Chacun s’exprime dans un article-témoignage clair et courageux de 5 à 6 pages sur une des facettes du concept.
Courageux parce qu’au fil des interventions, les problématiques sont posées, les controverses exposées, ce qui permet au lecteur de mieux en mieux cerner le concept de « One Health » ; Le lecteur comprend progressivement que c’est une approche sur le long terme, évolutive, intégrée, inter et même transdisciplinaire, qui fait appel à l’éthique environnementale et aux sciences sociales et à la responsabilité de tous, élus et politiques compris.
Ensuite, j’ai apprécié l’avant -propos de Claire Harpet, anthropologue, université Lyon 3 car il pose bien les conditions d’un nouveau modèle économique pour une société plus résiliente. Pour cela elle s’appuie sur les mythes Malgaches et les règles collectives traditionnelles. Elle nous montre comment cela peut :
– Reconsidérer la place de l’espèce humaine dans l’ordre du monde
– Valoriser les pratiques qui bénéficient à la communauté entière
– Faire le lien entre la crise du Covid et les alertes successives du GIEC sur le dérèglement climatique
– Nous inciter à penser autrement les épidémies, les interactions multipliées intra et
interspécifiques ;
Enfin, j’ai été touchée par la richesse des témoignages et les partages de réalisations concrètes et pragmatiques. Entre autre :
– L’article de Pierre Weill sur l’expérience « Bleu blanc Cœur ».
L’association s’est constituée à la suite d’une étude clinique sur l’introduction de graines de lin dans l’alimentation du bétail et sur la composition en acides gras du sang des consommateurs de produits animaux (2).
Cette association entraîne une démarche de qualité collective qui donne des obligations de
résultats, étudie les liens entre les modes de productions, la composition des produits
végétaux ou animaux, les impacts environnementaux.
L’article de Pierre Weill décrit bien les mécanismes en cause :
o Un apport d’omega 3, un meilleur équilibre oméga3-omega6 dans l’alimentation semble freiner les mécanismes d’entrée du virus dans les cellules et participer à la résolution de l’inflammation.

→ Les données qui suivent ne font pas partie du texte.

PR #258, opened 2023-10-24
PMU signal implementation using GSL

leonardocarreras:
This is the continuation of #152 started by @BeijiaYang, but the changes over time made it obsolete, and we are substituting it with this.

The goal is:

1. To create a new class that provides a measurement-like output.
2. To be able to control the parameters of the measurement signal.

This is still a draft WIP.


pipeacosta:
The PMU implementation requires to build with GSL. This is an option which does not come by default and we don't want to make it a default option. Therefore, we have two options:
- Include a new option in CMakeLists which triggers the GSL installation, something like WITH_PMU
- Leave it as it is, and build with WITH_GSL for PMU support
Both options would require an extra action in the CI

o Les études de consommation semblent révéler un déficit important d’omega 3 dans le régime des populations les plus touchées par la Covid 19 (3)

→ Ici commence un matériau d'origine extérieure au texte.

PR #284, opened 2024-04-15
Revision of power flow solver

martinmoraga:
Continuation of PR #113 (it was closed after the rebase of the master branch)

This PR fix some errors of the powerflow solver


python/src/dpsim/matpower.py
```diff
@@ -158,6 +208,49 @@ def create_dpsim_objects(self):
                 # add connections
                 dpsimpy_comp_dict[extnet_name].append([dpsimpy_busses_dict[bus_index]]) # [to bus]
 
+                # # set initial Q is not implemented for slack in DPsim. The mapping was changed here to test cas39.
```
m-mirz, line 211: Why do you include all this code in comments? And why are there two ‚#‘?

python/src/dpsim/matpower.py
```diff
@@ -1,38 +1,32 @@
 import pandas as pd
 import numpy as np
 import scipy.io
-
+import sys
+sys.path.append('/dpsim/build')
```
m-mirz, line 5: This looks like a hack to make it work without installing dpsim or adding dpsim to pythonpath. It only works in the dev container I assume.

stv0g:
```python
import sys
from os.path import dirname as dn

dpsim_dir = dn(dn(dn(dn(__file__))))
sys.path.append(dpsim_dir)
```

Should be more robust?

gnakti: @m-mirz This was added when developing the Matpower reader python module exactly for the two reasons you mention.

python/src/dpsim/matpower.py
gnakti: This PR contains some changes of the Matpower reader. I think all the Matpower reader changes can be removed since the PR focuses on the Power flow solver changes. The Matpower reader latest version is in another PR. Right @martinmoraga ?

martinmoraga: @m-mirz good idea 👍 
I will move this commits

python/src/dpsim/matpower.py
m-mirz: I discussed this with @stv0g  and we concluded that the best solution would be to not include any workaround like this. Please just update your pythonpath when developing… it is just copy & paste from the docs.

python/src/dpsim/matpower.py
martinmoraga: @m-mirz @gnakti 

The commits related to the matpower reader are now in the branch benchmark-networks

dpsim/src/PFSolver.cpp
```diff
@@ -321,6 +321,20 @@ void PFSolver::determineNodeBaseVoltages() {
             "Choose base voltage {}V of {} to convert pu-solution of {}.",
             baseVoltage_, gen->name(), node->name());
         break;
+      }
+      /*else if (std::shared_ptr<CPS::SP::Ph1::Load> load = std::dynamic_pointer_cast<CPS::SP::Ph1::Load>(comp)) {
```
m-mirz, line 325: Why is this code commented?

dpsim/src/PFSolverPowerPolar.cpp
```diff
@@ -98,6 +109,7 @@ void PFSolverPowerPolar::generateInitialSolution(Real time,
             mBaseApparentPower;
         sol_V(pv->matrixNodeIndex()) =
             extnet->attributeTyped<CPS::Real>("V_set_pu")->get();
+        // sol_Q(pv->matrixNodeIndex()) += extnet->attributeTyped<CPS::Real>("q_inj")->get() / mBaseApparentPower; //Todo allow initialisation of p_inj and q_inj in SP_NetworkInjection (use updatePowerInjection?)
```
m-mirz, line 112: @gnakti @martinmoraga please consider moving this to a separate PR as well.

dpsim/src/PFSolver.cpp
```diff
@@ -321,6 +321,19 @@ void PFSolver::determineNodeBaseVoltages() {
             "Choose base voltage {}V of {} to convert pu-solution of {}.",
             baseVoltage_, gen->name(), node->name());
         break;
+      } else if (std::shared_ptr<CPS::SP::Ph1::Load> load =
+                     std::dynamic_pointer_cast<CPS::SP::Ph1::Load>(comp)) {
+        baseVoltage_ = load->attributeTyped<CPS::Real>("V_nom")->get();
+        mSLog->info("Choose base voltage of {}V to convert pu-solution of {}.",
```
leonardocarreras, line 327: Maybe is better with `SPDLOG_LOGGER_INFO(`

dpsim/src/PFSolver.cpp
```diff
@@ -321,6 +321,19 @@ void PFSolver::determineNodeBaseVoltages() {
...
+                    baseVoltage_, load->name(), node->name());
+        break;
+      } else if (std::shared_ptr<CPS::SP::Ph1::NetworkInjection> extnet =
+                     std::dynamic_pointer_cast<CPS::SP::Ph1::NetworkInjection>(
+                         comp)) {
+        baseVoltage_ = extnet->attributeTyped<CPS::Real>("base_Voltage")->get();
+        mSLog->info("Choose base voltage of {}V to convert pu-solution of {}.",
```
leonardocarreras, line 334: I think here is also `SPDLOG_LOGGER_INFO(`

leonardocarreras (approved):

dpsim-models/src/DP/DP_Ph1_PiLine.cpp
georgii-tishenin, line 1: Now there are 23 changed files. But it looks like in most of the files there are just a couple of lines with changed formatting. And a new formatting is different from the .clang-format rules, applied to the rest of the codebase.
It seem that the files with changes, that have influence, are:

- SP_Ph1_NetworkInjection.h,
- SP_Ph1_NetworkInjection.cpp,
- PFSolver.cpp
- PFSolverPowerPolar.cpp

I would then suggest to limit this PR to these 4 files (hope, I did not miss anything)

dpsim-models/include/dpsim-models/SP/SP_Ph1_NetworkInjection.h
```diff
@@ -39,7 +39,7 @@ class NetworkInjection : public CompositePowerComp<Complex>,
 
   // #### Powerflow section ####
   /// Base voltage [V]
-  Real mBaseVoltage;
+  const Attribute<Real>::Ptr mBaseVoltage;
```
georgii-tishenin, line 42: I see this is done the same way for the other components, but does `mBaseVoltage` really need to be of `Attribute<Real>::Ptr` type? ls there a specific functionality of Attributes that you'd like to use for `mBaseVoltage`, like logging, interfacing or task scheduling?
If you just want to get the value of `mBaseVoltage` in PFSolver.cpp a more readable solution could be to have a getter function:
```
public:
    // Getter for mBaseVoltage
    Real getBaseVoltage() const {
        return mBaseVoltage;
    }
```

dpsim/src/PFSolver.cpp
```diff
@@ -321,6 +321,19 @@ void PFSolver::determineNodeBaseVoltages() {
             "Choose base voltage {}V of {} to convert pu-solution of {}.",
             baseVoltage_, gen->name(), node->name());
         break;
+      } else if (std::shared_ptr<CPS::SP::Ph1::Load> load =
+                     std::dynamic_pointer_cast<CPS::SP::Ph1::Load>(comp)) {
+        baseVoltage_ = load->attributeTyped<CPS::Real>("V_nom")->get();
```
georgii-tishenin, line 326: If `mNomVoltage` is intended to be of type `Attribute::Ptr` and is publicly accessible, consider directly accessing its value through the member variable instead of using a hard-coded string. For example:
`baseVoltage_ = load->mNomVoltage->get()`
This will ensure compile time-error checking. Now, if there is a typo in the string "V_nom" the error would not be caught at compile time.

dpsim/src/PFSolver.cpp
m-mirz: Yes, the macro variant can be optimized better if the log level is less than info.

dpsim/src/PFSolver.cpp
leonardocarreras: @georgii-tishenin would you agree that we can do this in a separate PR? I am not saying that the proposed way is not better in some sense... But for this time, if you see the other cases of this else-if-block, all of them are being called the same way, and this will not be consistent with the existing code... see the previous lines for example https://github.com/sogno-platform/dpsim/blob/15b1faf77eeac56532a2fa5e46b1a54853891f62/dpsim/src/PFSolver.cpp#L318 https://github.com/sogno-platform/dpsim/blob/15b1faf77eeac56532a2fa5e46b1a54853891f62/dpsim/src/PFSolver.cpp#L308 https://github.com/sogno-platform/dpsim/blob/15b1faf77eeac56532a2fa5e46b1a54853891f62/dpsim/src/PFSolver.cpp#L299-L300

dpsim-models/include/dpsim-models/SP/SP_Ph1_NetworkInjection.h
leonardocarreras: The same as for the other case, would it be a good place to discuss this in a different PR? If you have a strong opinion, I am inclined to take over and change this. Since this specific time, it looks like there is no specific reason to use attributes... However, I still think maybe #330 can be a better place for discussing the attributes and rules of usage...

dpsim/src/PFSolver.cpp
georgii-tishenin: hey @leonardocarreras. Agree with you.

dpsim-models/src/DP/DP_Ph1_PiLine.cpp
georgii-tishenin: done👍

dpsim-models/src/SP/SP_Ph1_Load.cpp
```diff
@@ -36,8 +36,10 @@ void SP::Ph1::Load::setParameters(Real activePower, Real reactivePower,
   **mReactivePower = reactivePower;
   **mNomVoltage = nominalVoltage;
 
-  SPDLOG_LOGGER_INFO(mSLog, "Active Power={} [W] Reactive Power={} [VAr]",
-                     **mActivePower, **mReactivePower);
+  SPDLOG_LOGGER_INFO(
+      mSLog,
+      "Active Power={}[W]\nReactive Power={} [VAr]\nNominal Voltage={} [V]",
```
stv0g, line 41: I dont think adding newlines to log output is a good practice, as it those new lines are not prefixed with the loggers time, severity and name fields.

dpsim/src/PFSolver.cpp
```diff
@@ -321,6 +321,21 @@ void PFSolver::determineNodeBaseVoltages() {
...
+        SPDLOG_LOGGER_INFO(
+            mSLog, "Choose base voltage of {}V to convert pu-solution of {}.",
```
stv0g, line 328: I think we should add a space between numbers and their unit:
```suggestion
            mSLog, "Choose base voltage of {} V to convert pu-solution of {}.",
```

dpsim/src/PFSolver.cpp
stv0g: I think the macros should only be used in critical code sections. This part of the PF solver is not critical...

stv0g (changes requested):
LGTM with a few nits

dpsim/src/PFSolver.cpp
leonardocarreras: Suggestion adopted

dpsim-models/src/SP/SP_Ph1_Load.cpp
leonardocarreras: Suggestion adopted

stv0g (approved):

Issue #291, opened 2024-05-08
Fix VILLASnode in Dockerfiles


pipeacosta:
After some changes in VILLASnode's structure, mainly related to the removal of VILLAScommon and VILLASfpga as submodules, building the DPsim's docker image from Dockerfile.dev issues an error. The issue will be solved by changing the `VILLAS_VERSION` variable to a more up-to-date commit of VILLASnode.

leonardocarreras:
I think part of your solution is [here](https://github.com/sogno-platform/dpsim/compare/master...fix-devcontainer)

leonardocarreras:
Closed #291 via #292

PR #292, opened 2024-05-08
Fix VILLASnode in Dockerfiles

pipeacosta:
This PR solves #291


stv0g:
LGTM, but can you elaborate why you've choosen a VILLASnode version from February '24 while the last commit is just a week old?

pipeacosta:
Hi @stv0g, There is no specific reason for having used that commit, we only need a stable version of VILLASnode. Do you have any recommendation in this regard?

stv0g:
@pipeacosta I would usually say we should use the latest available commit which is not broken. But I think we can also go ahead with this one and update again in some time..

stv0g (approved):

leonardocarreras (dismissed):
Looks good

Should we also do the same with the scripts? 

https://github.com/sogno-platform/dpsim/blob/f07066ab9941dfcb35e4acaf7086168f2b3462fb/packaging/Shell/install-ubuntu-deps.sh#L4

https://github.com/sogno-platform/dpsim/blob/f07066ab9941dfcb35e4acaf7086168f2b3462fb/packaging/Shell/install-fedora-deps.sh#L4

https://github.com/sogno-platform/dpsim/blob/f07066ab9941dfcb35e4acaf7086168f2b3462fb/packaging/Shell/install-fedora-deps-dev.sh#L4

stv0g:
@pipeacosta Could you also adjust the commit refs in the locations mentioned by @leonardocarreras ?

pipeacosta:
@stv0g done

stv0g (approved):

stv0g:
@m-mirz I think this ready to be merged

– La gestion de la Covid 19 en France : récit « à chaud » sans concession de « Santé publique France » Détecter, comprendre, informer dans un monde incertain et apprendre à vivre avec le virus pour limiter la transmission et changer les comportements
– Le plan National alimentation, en France, une expérience pilote pour la diffusion de « One Health »
– Expérimenter « One Health » pour améliorer la qualité de vie des communautés paysannes au
Cambodge. Une approche intégrée de santé humaine, animale, environnementale est
possible :
o C’est l’objet d’un projet pilote mené au Cambodge avec tous les habitants de 14 villages, par « Vétérinaires sans frontière » de 2016 à 2018.

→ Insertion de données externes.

PR #293, opened 2024-05-13
fix clang compilation.

n-eiling:
This used to work before but the CI test was not migrated to github and therefore we lost the compatibility. We need clang compilation to make the clangd language server work.

### DIFF
--- a/dpsim/include/dpsim/MNASolverFactory.h
+++ b/dpsim/include/dpsim/MNASolverFactory.h
@@ -59,14 +59,18 @@ public:
 
   /// sovlerImpl: choose the most advanced solver implementation available by default
   template <typename VarType>
-  static std::shared_ptr<MnaSolver<VarType>>
-  factory(String name, CPS::Domain domain = CPS::Domain::DP,
-          CPS::Logger::Level logLevel = CPS::Logger::Level::info,
-          DirectLinearSolverImpl implementation = DirectLinearSolverImpl::KLU,
-          String pluginName = "plugin.so") {
+  static std::shared_ptr<MnaSolver<VarType>> factory(
+      String name, CPS::Domain domain = CPS::Domain::DP,
+      CPS::Logger::Level logLevel = CPS::Logger::Level::info,
+      DirectLinearSolverImpl implementation = mSupportedSolverImpls().back(),
+      String pluginName = "plugin.so") {
     //To avoid regression we use KLU in case of undefined implementation
     if (implementation == DirectLinearSolverImpl::Undef) {
+#ifdef WITH_KLU
       implementation = DirectLinearSolverImpl::KLU;
+#else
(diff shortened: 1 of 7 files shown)


n-eiling:
I noticed a lot of errors in the models due to proper override semantics not being enforced. For example most `clone` implementations were not overriding but only hiding. Same for some `log` implementations. 
I fixed all of what clang catched and also added a CI target to build using clang.

This also fixes a few minor issues with the VILLAS inteface and adds a draft for an FPGA interface.

Let's merge this quickly, to avoid having to touch even more files. @stv0g @m-mirz 

btw: We also lost the cppcheck CI. This was also catching a lot of the mistakes I had to fix here.

stv0g:
LGTM. I also fixed the uninitialized mOpened member in another PR. But let's go ahead and merge this here. 

@m-mirz I am in support of merging this. Can you pull the trigger?

stv0g (approved):

n-eiling:
Pybind is not working with clang because of some template error that are beyond me. I just deactivated pybind in the CI until somehow who has a better understanding of the attribute templates gets around to fixing it.

dpsim/include/dpsim/MNASolverFactory.h
```diff
@@ -59,14 +59,18 @@ class MnaSolverFactory {
...
+      String name, CPS::Domain domain = CPS::Domain::DP,
+      CPS::Logger::Level logLevel = CPS::Logger::Level::info,
+      DirectLinearSolverImpl implementation = mSupportedSolverImpls().back(),
+      String pluginName = "plugin.so") {
     //To avoid regression we use KLU in case of undefined implementation
     if (implementation == DirectLinearSolverImpl::Undef) {
+#ifdef WITH_KLU
       implementation = DirectLinearSolverImpl::KLU;
+#else
+      implementation = mSupportedSolverImpls().back();
```
leonardocarreras, line 72: Is still doing the same (KLU as default)? Maybe is just my bad and I am confused

leonardocarreras (commented):
Looks good to me, many of the changes are 1 to 1 with #257

m-mirz (approved):

dpsim/include/dpsim/DiakopticsSolver.h
```diff
@@ -94,7 +94,7 @@ class DiakopticsSolver : public Solver, public CPS::AttributeList {
   void initMatrices();
   void applyTearComponentStamp(UInt compIdx);
 
-  void log(Real time);
+  void log(Real time, Int timeStepCount);
```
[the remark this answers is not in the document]
m-mirz: We can continue this on #294

dpsim/include/dpsim/MNASolverFactory.h
m-mirz: We can continue this in #294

o Le projet allie prévention, formation et biosécurité et amélioration de la commercialisation dans un appui technique aux petits éleveurs
o Les leviers de réussites sont la concertation entre toutes les parties prenantes de santé publique et environnementale, la formation des éleveurs à la gestion de leur élevage et aux bonnes pratiques d’hygiène, la rencontre d’autres groupes, la sensibilisation aux zoonoses et parasitoses,
o Un soutien financier a été accordé pour un incinérateur et des conteneurs de tri sélectif pour une meilleure gestion des déchets
o Un agent communautaire de santé animale a été nommé pour gérer le dépôt de
médicaments
o Une journée de santé communautaire a été organisée. Elle a rassemblé sachants et
non sachant
En fait, j’ai beaucoup apprécié le ton résolument optimiste des démonstrations : oui, le concept « One Health » peut s’inviter au secours des crises mais il nous impose de changer de lunettes pour observer le monde qui nous environne.
Un seul regret : l’occurrence du mot sol est très faible au long des 256 pages de l’ouvrage.
(1) Médecins, universitaires, vétérinaires, anthropologues, écologues, maître de conférence, consultants, issus des ministères de l’agriculture ou du développement durable, de l’OMS, de l’ANSES des laboratoires, des universités, des instituts de recherche, des ambassades et venant de pays tels que France, Suisse, Québec, Canada, Taïlande, Camboge, Mozambique, Guinée, Brésil.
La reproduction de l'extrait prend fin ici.